Inspector Gadget, in its first season, had some impressive animation for the time. Well above its simple stories. A lot of it being done by TMS in Japan with Nelvanna picking up the slack for the rest. The entire show is available legally on Youtube BTW. And the comedy in that first season still works super well. Season 2 with Capeman is... a downgrade (and also a downgrade in animation).

Of that era, I feel like Bravestarr holds up surprisingly well. Also has an official Youtube channel.


----------



## aco175 (Jul 9, 2021)

Snarf, Snarf, Thundercats- Snarf...  

Hope that doesn't make the cut.  Similar to the penguin things in the last Star Wars movies.


----------



## Ryujin (Jul 9, 2021)

Morrus said:


> Lord of the Rings is a story. D&D is a ruleset for building stories. They're not really comparable.
> 
> Lord of the Rings might be comparable (in terms of them both being a story) with various D&D adventures or novels. But those don't have the brand name recognition that D&D has.



From that standpoint their best bet might be to rip off one of the existing indie movies/Youtube series like "The Gamers" and intro the movie by showing the players, then move into the fantasy world from there. At least then the viewers would have some idea of what it's all about.


----------



## Ryujin (Jul 9, 2021)

Undrave said:


> There's also Stranger Things.



The "Stranger Things" connection might work for some. For others it would be "a silly kids' game."


----------



## Morrus (Jul 9, 2021)

Ryujin said:


> From that standpoint their best bet might be to rip off one of the existing indie movies/Youtube series like "The Gamers" and intro the movie by showing the players, then move into the fantasy world from there. At least then the viewers would have some idea of what it's all about.
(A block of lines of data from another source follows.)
PR #1503, opened 2017-02-07

artem-panchenko:
glibc.

Change-Id: I290c93b5b8dedf6a621e9ee846216ac2ae8d34f1


tomdee:
LGTM

PR #1506, opened 2017-02-08
Fix WAIT_FOR_DATASTORE so it breaks when connected.

### LINKED ISSUE #1505: WAIT_FOR_DATASTORE broken
Looks like the WAIT_FOR_DATASTORE loop has no exit condition. 

This code: https://github.com/projectcalico/calicoctl/blob/23939adccbd0340787098b558641c615210dd510/calico_node/startup/startup.go#L152

should probably have a break in it.

caseydavenport:
Fixes #1505


robbrockbank:
LGTM once the tests pass.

You don't have to know about something before you watch it. Plenty of franchises get launched from nothing, or from little known characters. You just have to market it well.


----------



## Ryujin (Jul 9, 2021)

Morrus said:


> You don't have to know about something before you watch it. Plenty of franchises get launched from nothing, or from little known characters. You just have to market it well.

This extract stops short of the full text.